[Collected data]
'''

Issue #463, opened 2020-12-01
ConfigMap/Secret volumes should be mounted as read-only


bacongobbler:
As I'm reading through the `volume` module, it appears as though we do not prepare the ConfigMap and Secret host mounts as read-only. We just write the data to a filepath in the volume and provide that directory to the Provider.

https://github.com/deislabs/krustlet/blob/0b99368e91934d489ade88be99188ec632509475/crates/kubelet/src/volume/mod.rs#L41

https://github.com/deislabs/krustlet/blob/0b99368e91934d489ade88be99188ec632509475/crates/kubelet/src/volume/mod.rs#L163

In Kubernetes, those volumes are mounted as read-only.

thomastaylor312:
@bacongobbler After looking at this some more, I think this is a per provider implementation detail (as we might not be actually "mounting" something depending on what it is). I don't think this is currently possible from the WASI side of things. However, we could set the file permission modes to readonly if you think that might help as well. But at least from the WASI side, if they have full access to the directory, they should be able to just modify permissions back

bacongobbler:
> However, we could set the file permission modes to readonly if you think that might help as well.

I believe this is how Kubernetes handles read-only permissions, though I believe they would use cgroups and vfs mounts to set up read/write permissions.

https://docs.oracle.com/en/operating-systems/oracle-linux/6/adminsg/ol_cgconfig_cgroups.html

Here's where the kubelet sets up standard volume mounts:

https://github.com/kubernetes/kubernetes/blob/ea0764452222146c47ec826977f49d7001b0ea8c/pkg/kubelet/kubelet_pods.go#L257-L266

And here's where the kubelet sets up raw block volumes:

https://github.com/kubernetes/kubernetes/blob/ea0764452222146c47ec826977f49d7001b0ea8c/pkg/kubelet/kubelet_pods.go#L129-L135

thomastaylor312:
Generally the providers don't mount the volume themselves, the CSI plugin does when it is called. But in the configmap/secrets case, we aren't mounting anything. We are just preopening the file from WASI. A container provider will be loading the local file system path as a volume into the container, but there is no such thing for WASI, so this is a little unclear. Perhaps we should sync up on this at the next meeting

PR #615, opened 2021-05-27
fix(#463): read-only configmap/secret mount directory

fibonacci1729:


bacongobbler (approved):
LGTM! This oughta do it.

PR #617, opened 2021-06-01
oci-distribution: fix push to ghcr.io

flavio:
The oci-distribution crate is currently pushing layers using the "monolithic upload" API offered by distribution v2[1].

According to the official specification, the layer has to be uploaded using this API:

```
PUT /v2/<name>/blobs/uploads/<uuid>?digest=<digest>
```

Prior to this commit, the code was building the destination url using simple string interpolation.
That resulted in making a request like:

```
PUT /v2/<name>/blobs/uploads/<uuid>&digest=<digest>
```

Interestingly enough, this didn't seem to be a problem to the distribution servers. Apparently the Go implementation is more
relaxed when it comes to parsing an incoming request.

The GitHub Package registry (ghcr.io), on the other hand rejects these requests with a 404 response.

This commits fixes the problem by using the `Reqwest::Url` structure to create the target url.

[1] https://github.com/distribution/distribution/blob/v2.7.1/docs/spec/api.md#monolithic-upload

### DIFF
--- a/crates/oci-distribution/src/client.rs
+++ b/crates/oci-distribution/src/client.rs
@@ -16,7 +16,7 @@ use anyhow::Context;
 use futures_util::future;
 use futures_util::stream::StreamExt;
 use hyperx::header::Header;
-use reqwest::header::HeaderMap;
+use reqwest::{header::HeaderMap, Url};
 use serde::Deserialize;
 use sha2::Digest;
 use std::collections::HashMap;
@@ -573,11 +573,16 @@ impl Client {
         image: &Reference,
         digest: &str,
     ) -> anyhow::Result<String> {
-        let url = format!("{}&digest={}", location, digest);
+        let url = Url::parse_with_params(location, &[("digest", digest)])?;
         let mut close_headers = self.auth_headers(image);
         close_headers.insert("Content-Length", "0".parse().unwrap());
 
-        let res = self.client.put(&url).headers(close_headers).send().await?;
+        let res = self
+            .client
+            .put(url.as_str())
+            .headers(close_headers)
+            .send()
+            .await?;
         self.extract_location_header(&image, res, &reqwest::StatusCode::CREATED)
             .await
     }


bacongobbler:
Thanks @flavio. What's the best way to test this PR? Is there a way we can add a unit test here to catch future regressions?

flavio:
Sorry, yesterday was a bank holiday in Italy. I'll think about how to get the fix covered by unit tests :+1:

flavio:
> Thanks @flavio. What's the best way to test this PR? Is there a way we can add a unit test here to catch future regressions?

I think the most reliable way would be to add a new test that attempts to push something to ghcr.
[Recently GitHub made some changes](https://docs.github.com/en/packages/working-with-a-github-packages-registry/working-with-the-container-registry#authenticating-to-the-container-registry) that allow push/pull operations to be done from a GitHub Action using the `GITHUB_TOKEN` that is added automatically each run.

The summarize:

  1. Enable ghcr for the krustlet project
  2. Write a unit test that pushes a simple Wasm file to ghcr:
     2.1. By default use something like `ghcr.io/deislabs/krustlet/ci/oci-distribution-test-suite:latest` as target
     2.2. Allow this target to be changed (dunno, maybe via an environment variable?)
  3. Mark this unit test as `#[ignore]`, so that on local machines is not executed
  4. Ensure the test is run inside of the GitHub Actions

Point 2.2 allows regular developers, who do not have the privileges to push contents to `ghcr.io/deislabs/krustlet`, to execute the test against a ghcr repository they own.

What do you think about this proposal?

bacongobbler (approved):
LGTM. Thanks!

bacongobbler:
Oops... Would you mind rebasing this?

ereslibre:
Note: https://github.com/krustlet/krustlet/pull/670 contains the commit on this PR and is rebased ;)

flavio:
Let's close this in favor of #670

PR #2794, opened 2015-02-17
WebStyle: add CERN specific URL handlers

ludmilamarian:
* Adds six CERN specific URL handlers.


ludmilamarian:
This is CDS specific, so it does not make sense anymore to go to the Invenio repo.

'''
'''

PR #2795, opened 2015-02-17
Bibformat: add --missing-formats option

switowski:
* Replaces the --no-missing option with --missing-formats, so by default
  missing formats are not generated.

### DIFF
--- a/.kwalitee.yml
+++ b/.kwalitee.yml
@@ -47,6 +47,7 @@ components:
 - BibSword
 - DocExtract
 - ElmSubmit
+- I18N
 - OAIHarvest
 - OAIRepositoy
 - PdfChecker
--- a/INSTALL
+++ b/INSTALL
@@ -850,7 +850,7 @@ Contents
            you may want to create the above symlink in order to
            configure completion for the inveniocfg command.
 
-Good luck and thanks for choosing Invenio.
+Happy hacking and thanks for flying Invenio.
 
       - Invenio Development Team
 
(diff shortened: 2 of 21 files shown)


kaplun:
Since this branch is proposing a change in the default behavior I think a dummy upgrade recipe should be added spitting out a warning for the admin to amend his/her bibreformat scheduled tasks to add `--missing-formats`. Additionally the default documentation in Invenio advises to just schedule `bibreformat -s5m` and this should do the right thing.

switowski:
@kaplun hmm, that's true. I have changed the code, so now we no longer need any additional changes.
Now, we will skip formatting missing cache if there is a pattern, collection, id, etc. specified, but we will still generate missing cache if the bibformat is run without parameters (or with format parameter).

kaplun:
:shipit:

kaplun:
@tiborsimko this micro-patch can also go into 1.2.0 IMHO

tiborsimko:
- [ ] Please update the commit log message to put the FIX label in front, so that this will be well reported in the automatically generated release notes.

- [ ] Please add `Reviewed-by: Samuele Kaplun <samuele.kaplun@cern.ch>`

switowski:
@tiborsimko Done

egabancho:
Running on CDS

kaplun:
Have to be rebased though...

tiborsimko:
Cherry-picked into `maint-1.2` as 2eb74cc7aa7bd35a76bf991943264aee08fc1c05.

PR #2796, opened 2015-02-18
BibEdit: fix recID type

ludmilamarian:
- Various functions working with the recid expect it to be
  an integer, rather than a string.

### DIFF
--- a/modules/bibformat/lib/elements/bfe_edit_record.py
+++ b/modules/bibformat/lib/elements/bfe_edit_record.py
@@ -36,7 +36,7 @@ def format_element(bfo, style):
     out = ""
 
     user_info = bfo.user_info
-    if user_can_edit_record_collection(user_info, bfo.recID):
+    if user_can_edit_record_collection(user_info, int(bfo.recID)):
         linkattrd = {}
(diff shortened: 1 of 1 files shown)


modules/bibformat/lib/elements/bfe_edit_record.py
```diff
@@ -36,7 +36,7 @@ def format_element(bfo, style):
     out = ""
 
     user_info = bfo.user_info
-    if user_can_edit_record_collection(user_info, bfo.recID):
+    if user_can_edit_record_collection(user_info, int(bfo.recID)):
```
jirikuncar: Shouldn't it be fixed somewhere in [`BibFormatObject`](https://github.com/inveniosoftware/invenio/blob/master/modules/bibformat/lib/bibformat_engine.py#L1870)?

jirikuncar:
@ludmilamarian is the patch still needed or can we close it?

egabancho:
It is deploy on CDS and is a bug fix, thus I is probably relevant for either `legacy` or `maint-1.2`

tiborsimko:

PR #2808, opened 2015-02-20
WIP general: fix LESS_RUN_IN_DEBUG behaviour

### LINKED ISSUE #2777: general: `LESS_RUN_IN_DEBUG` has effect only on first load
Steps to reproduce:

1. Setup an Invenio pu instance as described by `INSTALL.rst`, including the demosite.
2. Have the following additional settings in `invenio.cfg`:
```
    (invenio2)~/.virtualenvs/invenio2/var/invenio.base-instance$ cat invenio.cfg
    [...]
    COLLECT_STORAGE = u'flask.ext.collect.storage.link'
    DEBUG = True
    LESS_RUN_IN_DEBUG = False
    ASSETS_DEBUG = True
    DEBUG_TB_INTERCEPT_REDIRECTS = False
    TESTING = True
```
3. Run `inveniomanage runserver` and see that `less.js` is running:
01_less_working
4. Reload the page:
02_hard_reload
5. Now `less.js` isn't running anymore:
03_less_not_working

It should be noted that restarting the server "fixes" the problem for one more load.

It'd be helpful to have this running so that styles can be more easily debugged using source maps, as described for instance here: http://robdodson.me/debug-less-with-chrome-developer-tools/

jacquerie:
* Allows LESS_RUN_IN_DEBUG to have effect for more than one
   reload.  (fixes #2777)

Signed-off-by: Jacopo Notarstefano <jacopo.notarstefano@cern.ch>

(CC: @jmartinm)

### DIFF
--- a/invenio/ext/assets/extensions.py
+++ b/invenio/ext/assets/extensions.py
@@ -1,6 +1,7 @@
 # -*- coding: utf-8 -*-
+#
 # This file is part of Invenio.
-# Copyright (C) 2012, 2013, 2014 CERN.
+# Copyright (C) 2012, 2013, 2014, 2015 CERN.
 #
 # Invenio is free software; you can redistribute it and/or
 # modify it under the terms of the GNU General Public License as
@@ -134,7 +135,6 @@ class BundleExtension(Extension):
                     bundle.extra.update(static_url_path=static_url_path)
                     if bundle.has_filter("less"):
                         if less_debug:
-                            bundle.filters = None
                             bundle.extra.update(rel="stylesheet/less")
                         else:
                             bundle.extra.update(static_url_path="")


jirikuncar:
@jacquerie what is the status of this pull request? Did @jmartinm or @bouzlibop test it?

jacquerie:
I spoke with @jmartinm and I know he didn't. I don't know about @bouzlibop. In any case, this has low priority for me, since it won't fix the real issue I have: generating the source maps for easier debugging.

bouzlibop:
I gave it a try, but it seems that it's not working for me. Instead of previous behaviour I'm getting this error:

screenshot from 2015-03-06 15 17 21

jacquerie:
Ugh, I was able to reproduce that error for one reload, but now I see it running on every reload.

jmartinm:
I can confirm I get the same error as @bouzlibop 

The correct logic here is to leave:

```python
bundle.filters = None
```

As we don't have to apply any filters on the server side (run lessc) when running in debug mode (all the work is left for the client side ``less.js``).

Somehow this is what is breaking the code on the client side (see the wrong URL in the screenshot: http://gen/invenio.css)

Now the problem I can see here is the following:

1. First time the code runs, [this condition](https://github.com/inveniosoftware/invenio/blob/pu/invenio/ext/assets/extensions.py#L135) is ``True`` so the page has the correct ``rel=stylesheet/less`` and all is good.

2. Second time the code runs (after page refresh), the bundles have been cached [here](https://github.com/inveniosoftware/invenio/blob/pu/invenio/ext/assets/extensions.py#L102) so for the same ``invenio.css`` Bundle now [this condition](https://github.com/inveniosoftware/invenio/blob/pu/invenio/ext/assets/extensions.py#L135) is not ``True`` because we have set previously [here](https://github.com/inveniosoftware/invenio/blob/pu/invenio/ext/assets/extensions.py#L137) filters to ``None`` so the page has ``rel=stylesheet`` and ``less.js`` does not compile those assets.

'''

[PROMPT] Your whole answer should be one number, the count of lines in the records that hold "formats".

[SOLUTION] 4